- The problem -
Transcribe exactly the lines that begin the material and continue through the line containing "Deployment blocked by sul-dlss/puppet#4470". Leave out whatever follows.

- Entries supplied -
==*==

PR #422, opened 2019-09-18
Handle virtual object creation in a background job

mjgiarlo:
Connects to #336
Deployment blocked by sul-dlss/puppet#4470

* Add ActiveRecord and Postgres as dependencies. This makes it possible to reliably stash information about background jobs in a persistent store, which will be used to run virtual object creation in the background.
* Include `factory_bot_rails` as a dependency which will make it easier to spin
up fixture-like factories when testing with database entities later.
* Create a model and a table for background job results. The model holds any output from the job, an HTTP status code, and a processing status.
* Add factory_bot_rails to the test suite. This allows us to more efficiently test database-backed entities, specifically `BackgroundJobResults`.
* Add new controller and view for background job results.
* Use a background job to create virtual objects. Use the new job from the `CreateVirtualObjectsController`. In the job, record progress and results in the application database

## Why was this change made?

To be able to process large batches of virtual objects outside of the request/response cycle.

Yes.

### DIFF
--- a/app/controllers/virtual_objects_controller.rb
+++ b/app/controllers/virtual_objects_controller.rb
@@ -6,19 +6,10 @@ class VirtualObjectsController < ApplicationController
 
   # Create one or more virtual objects represented by JSON (see `#schema` below):
   def create
-    errors = []
-
-    create_params[:virtual_objects].each do |virtual_object|
-      parent_id, child_ids = virtual_object.values_at(:parent_id, :child_ids)
-      # Update the constituent relationship between the parent and child druids
-      errors << ConstituentService.new(parent_druid: parent_id).add(child_druids: child_ids)
-    rescue ActiveFedora::ObjectNotFoundError, Rubydora::FedoraInvalidRequest, Dor::Exception => e
-      errors << { parent_id => [e.message] }
-    end
-
-    return render_error(errors: errors, status: :unprocessable_entity) if errors.any?
-
-    head :no_content
+    result = BackgroundJobResult.create
+    CreateVirtualObjectsJob.perform_later(virtual_objects: create_params[:virtual_objects],
+                                          background_job_result: result)
+    head :created, location: result
   end
 
   private
@@ -31,11 +22,7 @@ class VirtualObjectsController < ApplicationController
   # This gives us finer-grained validation.
   def validate_params!
     errors = schema.call(create_params).errors(full: true)
-    return render_error(errors: errors, status: :bad_request) if errors.any?
-  end
-
-  def render_error(errors:, status:)
-    render json: { errors: errors }, status: status
+    return render json: { errors: errors }, status: :bad_request if errors.any?
   end
 
   # {
--- a/app/jobs/create_virtual_objects_job.rb
+++ b/app/jobs/create_virtual_objects_job.rb
@@ -1,0 +1,31 @@
+# frozen_string_literal: true
+
+# Create virtual objects in the background
+class CreateVirtualObjectsJob < ApplicationJob
+  queue_as :default
+
+  # @param [Array] virtual_objects an array of hashes representing a batch of virtual objects
+  # @param [BackgroundJobResult] background_job_result identifier of a background job result to store status info
+  def perform(virtual_objects:, background_job_result:)
+    background_job_result.processing!
+
+    errors = []
+
+    virtual_objects.each do |virtual_object|
+      parent_id, child_ids = virtual_object.values_at(:parent_id, :child_ids)
+      # Update the constituent relationship between the parent and child druids
+      errors << ConstituentService.new(parent_druid: parent_id).add(child_druids: child_ids)
+    rescue ActiveFedora::ObjectNotFoundError, Rubydora::FedoraInvalidRequest, Dor::Exception => e
+      errors << { parent_id => [e.message] }
+    end
+
+    if errors.any?
+      background_job_result.output = { errors: errors }.to_json
+      background_job_result.code = 422
+    else
+      background_job_result.code = 200
+    end
+
+    background_job_result.complete!
+  end
+end
--- a/app/models/background_job_result.rb
+++ b/app/models/background_job_result.rb
@@ -1,0 +1,10 @@
+# frozen_string_literal: true
+
+# Database-backed model to hold results of long-running jobs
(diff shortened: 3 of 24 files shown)


app/controllers/virtual_objects_controller.rb
```diff
@@ -2,27 +2,21 @@
 
 # Create virtual objects
 class VirtualObjectsController < ApplicationController
-  before_action :validate_params!, only: :create
+  before_action :validate_params!, :create_background_job_result, only: :create
```
jcoyne: Is there a reason we need to put this in a callback?  I think it's easier to read if it's just in the method.

app/controllers/virtual_objects_controller.rb
```diff
@@ -2,27 +2,21 @@
...
-      errors << ConstituentService.new(parent_druid: parent_id).add(child_druids: child_ids)
-    rescue ActiveFedora::ObjectNotFoundError, Rubydora::FedoraInvalidRequest, Dor::Exception => e
-      errors << { parent_id => [e.message] }
-    end
-
-    return render_error(errors: errors, status: :unprocessable_entity) if errors.any?
-
-    head :no_content
+    CreateVirtualObjectsJob.perform_later(virtual_objects: create_params[:virtual_objects],
+                                          background_job_result_id: @result.id)
```
jcoyne: I think you can pass `background_job_result: @result` and it will serialize/deserialize for you using GlobalId.

app/jobs/create_virtual_objects_job.rb
```diff
@@ -0,0 +1,34 @@
...
+# Create virtual objects in the background
+class CreateVirtualObjectsJob < ApplicationJob
+  queue_as :default
+
+  attr_reader :background_job_result
+
+  # @param [Array] virtual_objects an array of hashes representing a batch of virtual objects
+  # @param [Integer] background_job_result_id identifier of a background job result to store status info
+  def perform(virtual_objects:, background_job_result_id:)
+    background_job_result = BackgroundJobResult.find(background_job_result_id)
```
jcoyne: Avoid this by using GlobalId.

app/models/background_job_result.rb
```diff
@@ -0,0 +1,6 @@
+# frozen_string_literal: true
+
+# Database-backed model to hold results of long-running jobs
+class BackgroundJobResult < ApplicationRecord
+  enum status: { pending: 0, processing: 1, complete: 2 }
```
jcoyne: Enums in active record are sort of a pain in the ass.  as it's not understandable to anyone using SQL.  How about using a postgresql ENUM (or even a string column) instead?

spec/support/auth_helper.rb
```diff
@@ -4,4 +4,14 @@ module AuthHelper
   def login
     allow(controller).to receive(:check_auth_token)
   end
+
+  def jwt
```
jcoyne: This really deserves to be its own PR.

mjgiarlo: @jcoyne 	OK: https://github.com/sul-dlss/dor-services-app/pull/424

Will remove this commit when I push changes next.

mjgiarlo:
@jcoyne :speech_balloon: 
> The PR message says you updated openapi.json, but I don't see that in the changed files.

Included now.

app/controllers/virtual_objects_controller.rb
mjgiarlo: I went back and forth on that. Which I'm doing again now. :smile:

app/controllers/virtual_objects_controller.rb
mjgiarlo: @jcoyne 	OK

app/jobs/create_virtual_objects_job.rb
mjgiarlo: K

app/models/background_job_result.rb
mjgiarlo: Changed. Thanks for the tip!

db/migrate/20190917215521_create_background_job_results.rb
```diff
@@ -0,0 +1,24 @@
+# frozen_string_literal: true
+
+class CreateBackgroundJobResults < ActiveRecord::Migration[5.2]
+  def up
+    execute <<-SQL
+      CREATE TYPE background_job_result_status AS ENUM (
```
jcoyne: Great! We should port this to workflow-service.

openapi.json
```diff
@@ -249,6 +253,45 @@
...
+        ],
+        "summary": "View results of a background job",
+        "description": "Used to allow the application run long-running processes out of the request/response cycle",
+        "operationId": "background_job_results#show",
+        "responses": {
+          "200": {
+            "description": "OK"
+          },
+          "202": {
+            "description": "Accepted"
```
jcoyne: Can you say that "this is returned when the job has been queued, but has not completed processing.

openapi.json
```diff
@@ -249,6 +253,45 @@
...
+      "get": {
+        "tags": [
+          "jobs"
+        ],
+        "summary": "View results of a background job",
+        "description": "Used to allow the application run long-running processes out of the request/response cycle",
+        "operationId": "background_job_results#show",
+        "responses": {
+          "200": {
+            "description": "OK"
```
jcoyne: "This is returned when the job has completed processing successfully"

openapi.json
```diff
@@ -258,12 +301,12 @@
         "description": "Combines a parent object with child objects to create an object like an Atlas (composed of several images)",
         "operationId": "virtual_objects#create",
         "responses": {
-          "204": {
-            "description": "objects created"
-          },
-          "422": {
-            "description": "unable to process request"
+          "201": {
+            "description": "virtual object creation job created"
```
jcoyne: Can you describe the `Location` header here? https://swagger.io/docs/specification/describing-responses/#headers

openapi.json
mjgiarlo: done, pushed

openapi.json
mjgiarlo: done, pushed

openapi.json
mjgiarlo: yep, coming soon

mjgiarlo: Pushed.

PR #425, opened 2019-09-19
Validate OpenAPI specification

mjgiarlo:
Includes:
* Add validation step to CI build
* Add validator badge to README
* Prefer HTTP 204 over 201 when not creating a new resource

## Why was this change made?

To make our spec validation more transparent and more robust.

Yes.

### DIFF
--- a/.circleci/config.yml
+++ b/.circleci/config.yml
@@ -20,7 +20,7 @@ jobs:
     - image: circleci/postgres:10
       environment:
         POSTGRES_USER: postgres
-        POSTGRES_DB: dor_services_test
+        POSTGRES_DB: dor_services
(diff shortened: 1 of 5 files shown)


mjgiarlo:
@justinlittman :speech_balloon: 
> So there seem to be some other changes mixed in here.

The OpenAPI validator (openapi-enforcer-cli) was complaining about using HTTP 201 without a location header, so I made the code changes to use HTTP 204 instead. 

It's a little problematic that the rules enforced by the command-line validator appear to be somewhat different from the rules enforced by the validator that generates the README badge. I briefly looked into alternatives, but didn't find anything more compelling.

PR #426, opened 2019-09-19
Add embargoReleaseDate to the show route

jcoyne:
## Why was this change made?

So we have a way of getting the embargo date for the object

yes

### DIFF
--- a/spec/requests/show_object_spec.rb
+++ b/spec/requests/show_object_spec.rb
@@ -9,7 +9,7 @@ RSpec.describe 'Get the object' do
     allow(Dor).to receive(:find).and_return(object)
   end
 
-  context 'when the object exists' do
+  context 'when the object exists with minimal metadata' do
     before do
       object.descMetadata.title_info.main_title = 'Hello'
       object.label = 'foo'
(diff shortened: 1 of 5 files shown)


peetucket:
Looks like a test failure (need to check to be sure that embargoMetadata is even present as it won't be for collections)...

jcoyne:
@peetucket okay, I've added a check for that.

spec/requests/show_object_spec.rb
```diff
@@ -22,4 +22,20 @@
...
+    before do
+      object.descMetadata.title_info.main_title = 'Hello'
+      object.label = 'foo'
+      object.embargoMetadata.release_date = DateTime.parse '2019-09-26T07:00:00Z'
+    end
+
+    it 'returns the object' do
+      get '/v1/objects/druid:mk420bs7601',
+          headers: { 'Authorization' => "Bearer #{jwt}" }
+      expect(response).to be_successful
```
mjgiarlo: Should this be `.to have_http_status(:ok)` instead?

jcoyne: You're right that that would be more specific

PR #430, opened 2019-09-19
Document background job result bodies

mjgiarlo:
I started down this road when discovering in dor-services-client that dor-services-app was not reliably returning JSON as output.

Part of this work includes ensuring the output field of background job results is serialized as JSON (and deserialized as a hash with indifferent access because we are used to dealing with hashes with indifferent access in the Rails context).

## Why was this change made?

To add missing detail to the API specification.

Yes

### DIFF
--- a/openapi.json
+++ b/openapi.json
@@ -263,17 +263,31 @@
         "operationId": "background_job_results#show",
         "responses": {
           "200": {
-            "description": "The background job has completed successfully"
+            "description": "The background job has completed successfully",
+            "content": {
+              "application/json": {
+                "schema": {
+                  "$ref": "#/components/schemas/BackgroundJobResultResponse"
+                }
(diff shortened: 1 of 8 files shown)


openapi.json
```diff
@@ -892,6 +906,25 @@
...
       },
+      "BackgroundJobResultResponse": {
+        "type": "object",
+        "properties": {
+          "output": {
+            "type": "object",
+            "description": "output from the job",
+            "properties": {
+              "errors": {
+                "$ref": "#/components/schemas/ErrorResponse"
```
jcoyne: This doesn't seem right unless you have `errors` inside of `errors`

mjgiarlo: @jcoyne good eye. fixed, I think. take another look?

PR #432, opened 2019-09-19
Align docker configuration with workflow-service

mjgiarlo:
## Why was this change made?

Prior to this, the application in containerland was not connecting to its database, and the docker-compose image lacked psql

n/a

### DIFF
--- a/.circleci/config.yml
+++ b/.circleci/config.yml
@@ -17,7 +17,7 @@ jobs:
         PGUSER: circleci-demo-ruby
         RAILS_ENV: test
         NOKOGIRI_USE_SYSTEM_LIBRARIES: true
-    - image: circleci/postgres:10
+    - image: circleci/postgres:9.6-alpine
       environment:
         POSTGRES_USER: postgres
         POSTGRES_DB: dor_services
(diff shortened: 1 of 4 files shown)


mjgiarlo:
I could use some extra :eyes: on this. I looked at this with @aaron-collier and it stumped both of us. Here's the deal. I can't explain why [this build](https://circleci.com/gh/sul-dlss/dor-services-app/136) fails in the way it does and the `workflow-server-rails` build does not. As far as I can tell, the two codebases have near identical `.circleci/config.yml` files (due to changes in this branch). I must be missing something.

The piece I don't get is that I seem to have to explicitly install `postgresql-client` in the `dor-services-app` CircleCI config, but that doesn't need to happen for the workflow service. Apparently?

Maybe @jcoyne and/or @justinlittman have ideas?

justinlittman:
Fixed it (mostly). Comparing against workflow-server-rails was a bit of a red herring, as wfs isn't actually green if you re-run.

There were 2 problems:
* The postgres client had to be installed.
* A newer version of postgres had to be used.

It is now failing due to openapi problems, but the docker db is working.

I'll also fix workflow-server-rails.

justinlittman:
See https://github.com/sul-dlss/workflow-server-rails/pull/258

mjgiarlo:
@justinlittman Awesome, thank you! I should not have assumed the other build was hunky-dorey.

PR #434, opened 2019-09-20
Object#show now returns releaseTags and current_version

jcoyne:
## Why was this change made?

So that Argo doesn't have to be aware of the Fedora 3 data model to display the tags.

Yes


jcoyne:
I believe the tests are working here, but our validation script is failing on warnings.

PR #441, opened 2019-09-23
deprecate sdr#current_version in favor of preservation-client

ndushay:
## Why was this change made?

To use the new preservation-client gem to get current_version from a preservation-catalog ReST endpoint, rather than the Sinatra sdr-services-app.  Also deprecates methods here designed to proxy getting current version from sdr-services-app.

Yes, marked the sdr#current_version endpoint deprecated.

## Reviewers, please

- does this notify Honeybadger appropriately?
- does this have appropriate deprecation warnings?

### DIFF
--- a/app/controllers/sdr_controller.rb
+++ b/app/controllers/sdr_controller.rb
@@ -1,6 +1,9 @@
 # frozen_string_literal: true
 
 class SdrController < ApplicationController
+  extend Deprecation
+  self.deprecation_horizon = 'dor-services-app version 4.0'
+
   def cm_inv_diff
     unless %w(all shelve preserve publish).include?(params[:subset])
       render status: :bad_request, plain: "Invalid subset value: #{params[:subset]}"
@@ -25,8 +28,10 @@ class SdrController < ApplicationController
   end
 
   def current_version
+    Honeybadger.notify('dor-services-app deprecated API endpoint `sdr#current_version` called - use preservation-client current_version instead')
     proxy_faraday_response(sdr_client.current_version)
   end
+  deprecation_deprecate current_version: 'use preservation-client current_version in caller instead'
 
   def file_content
     sdr_response = sdr_client.file_content(version: params[:version], filename: params[:filename])
--- a/app/services/sdr_client.rb
+++ b/app/services/sdr_client.rb
@@ -2,6 +2,9 @@
 
 # A client for talking to sdr-services-app
 class SdrClient
+  extend Deprecation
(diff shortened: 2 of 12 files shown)


app/services/sdr_client.rb
```diff
@@ -30,6 +33,7 @@ def metadata(ds_name:)
   end
 
   def current_version(parsed: false)
+    Honeybadger.notify('dor-services-app deprecated method `SDRClient.current_version` called - use preservation-client current_version instead')
```
ndushay: I am confident this is never called except from sdr_controller, but it seemed safest to leave the code in and remove it later.

app/controllers/sdr_controller.rb
```diff
@@ -25,8 +28,10 @@ def ds_metadata
   end
 
   def current_version
+    Honeybadger.notify('dor-services-app deprecated API endpoint `sdr#current_version` called - use preservation-client current_version instead')
```
ndushay: dor-services-client has PR sul-dlss/dor-services-client/pull/101 to deprecate it's method, which will hopefully be the only caller.

app/services/version_service.rb
```diff
@@ -103,7 +102,10 @@ def try_to_get_current_version(assume_accessioned = false)
     # The submitted milestone is part of the accessionWF.
     raise Dor::Exception, 'Object currently being accessioned' if accessioning?
 
-    SdrClient.current_version work.pid
+    Preservation::Client.objects.current_version(work.pid)
+  rescue Preservation::Client::NotFoundError
```
ndushay: This exception was formerly trapped for in SdrClient;  I think it is a nice side effect to have it here -- it's more obvious what is happening.  I also improved the error message, IMO.

config/settings.yml
```diff
@@ -34,6 +34,8 @@ solr:
 
 workflow_url: 'https://workflow.example.com/workflow'
 sdr_url: 'http://user:password@sdr-services.example.com/sdr'
+preservation_catalog:
+  url: 'https://example.org/prescat'
```
ndushay: note that shared_configs already have this for stage and prod.

openapi.json
```diff
@@ -101,8 +101,9 @@
         "tags": [
           "preservation"
         ],
-        "summary": "Get the current version of the object from SDR",
-        "description": "",
+        "summary": "DEPRECATED. Get the current version of the object from SDR",
+        "description": "DEPRECATED.  Use preservation-client gem instead.",
+        "deprecated": true,
```
ndushay: I looked this up and it's the correct thing to do.

PR #445, opened 2019-09-24
Revert "Document background job result bodies"

mjgiarlo:
Reverts sul-dlss/dor-services-app#430


jcoyne:
@mjgiarlo can you say why you are making this change?

PR #450, opened 2019-09-27
Create virtual objects using database-backed approach

### LINKED ISSUE #447: Unrevert database-backed virtual object creation when infra is ready
~Blocked by https://github.com/sul-dlss/operations-tasks/issues/2041~

- [x] https://github.com/sul-dlss/dor-services-app/pull/444
- [x] https://github.com/sul-dlss/dor-services-app/pull/445
- [x] https://github.com/sul-dlss/dor-services-app/pull/446

mjgiarlo:
Fixes #447 

Includes:
* Align docker configuration with workflow-service
* Document background job result bodies: I started down this road when discovering in dor-services-client that dor-services-app was not reliably returning JSON as output. Part of this work includes ensuring the output field of background job results is serialized as JSON (and deserialized as a hash with indifferent access because we are used to dealing with hashes with indifferent access in the Rails context).
* Add ActiveRecord and Postgres as dependencies. This makes it possible to reliably stash information about background jobs in a persistent store, which will be used to run virtual object creation in the background.
* Include `factory_bot_rails` as a dependency which will make it easier to spin
up fixture-like factories when testing with database entities later.
* Create a model and a table for background job results. The model holds any output from the job, an HTTP status code, and a processing status.
* Add factory_bot_rails to the test suite. This allows us to more efficiently test database-backed entities, specifically `BackgroundJobResults`.
* Add new controller and view for background job results.
* Use a background job to create virtual objects. Use the new job from the `CreateVirtualObjectsController`. In the job, record progress and results in the application database

## Why was this change made?

1. Prior to this, the application in containerland was not connecting to its database, and the docker-compose image lacked psql.
1. To add missing detail to the API specification.
1. To be able to process large batches of virtual objects outside of the request/response cycle.

Yes.

### DIFF
--- a/app/jobs/create_virtual_objects_job.rb
+++ b/app/jobs/create_virtual_objects_job.rb
@@ -19,12 +19,8 @@ class CreateVirtualObjectsJob < ApplicationJob
       errors << { parent_id => [e.message] }
     end
 
-    if errors.any?
-      background_job_result.output = { errors: errors }
-      background_job_result.code = 422
-    else
-      background_job_result.code = 200
-    end
+    background_job_result.output = { errors: errors } if errors.any?
+    background_job_result.code = 200
 
     background_job_result.complete!
   end
--- a/app/jobs/create_virtual_objects_job.rb
+++ b/app/jobs/create_virtual_objects_job.rb
@@ -1,0 +1,31 @@
+# frozen_string_literal: true
+
+# Create virtual objects in the background
+class CreateVirtualObjectsJob < ApplicationJob
+  queue_as :default
+
+  # @param [Array] virtual_objects an array of hashes representing a batch of virtual objects
+  # @param [BackgroundJobResult] background_job_result identifier of a background job result to store status info
+  def perform(virtual_objects:, background_job_result:)
+    background_job_result.processing!
+
+    errors = []
+
+    virtual_objects.each do |virtual_object|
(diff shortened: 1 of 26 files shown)


jcoyne:
@mjgiarlo sorry, needs a rebase.

mjgiarlo:
@jcoyne There you go.

app/jobs/create_virtual_objects_job.rb
```diff
@@ -0,0 +1,31 @@
...
+      parent_id, child_ids = virtual_object.values_at(:parent_id, :child_ids)
+      # Update the constituent relationship between the parent and child druids
+      errors << ConstituentService.new(parent_druid: parent_id).add(child_druids: child_ids)
+    rescue ActiveFedora::ObjectNotFoundError, Rubydora::FedoraInvalidRequest, Dor::Exception => e
+      errors << { parent_id => [e.message] }
+    end
+
+    if errors.any?
+      background_job_result.output = { errors: errors }
+      background_job_result.code = 422
```
jcoyne: I don't believe 422 is the right code here.  The request for the status itself was "ok", I think you need to just return JSON that says that the status itself is: "there was a problem...".  422 would indicate, you asked improperly for the status.

mjgiarlo: Changed. Thanks!

PR #454, opened 2019-10-04
Use default queue for sidekiq

mjgiarlo:
What was there was copypasta that I missed. This will allow jobs to process.


jcoyne:
Needs a rubocop fixup, then feel free to merge.

PR #3880, opened 2022-04-15
Align purls and external identifiers.

justinlittman:
Next cocina models release is going to require that purls and external identifiers match.

### DIFF
--- a/spec/dor/update_marc_record_service_spec.rb
+++ b/spec/dor/update_marc_record_service_spec.rb
@@ -9,6 +9,7 @@ RSpec.describe Dor::UpdateMarcRecordService do
   let(:druid) { 'druid:bc123dg9393' }
   let(:bare_druid) { druid.delete_prefix('druid:') }
   let(:collection_druid) { 'druid:cc111cc1111' }
+  let(:collection_bare_druid) { collection_druid.delete_prefix('druid:') }
   let(:dro_object_label) { 'A generic label' }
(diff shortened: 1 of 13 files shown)


spec/dor/update_marc_record_service_spec.rb
```diff
@@ -9,6 +9,7 @@
   let(:druid) { 'druid:bc123dg9393' }
   let(:bare_druid) { druid.delete_prefix('druid:') }
   let(:collection_druid) { 'druid:cc111cc1111' }
+  let(:collection_bare_druid) { collection_druid.delete_prefix('druid:') }
```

==*==

- Written solution -
PR #422, opened 2019-09-18
Handle virtual object creation in a background job

mjgiarlo:
Connects to #336
Deployment blocked by sul-dlss/puppet#4470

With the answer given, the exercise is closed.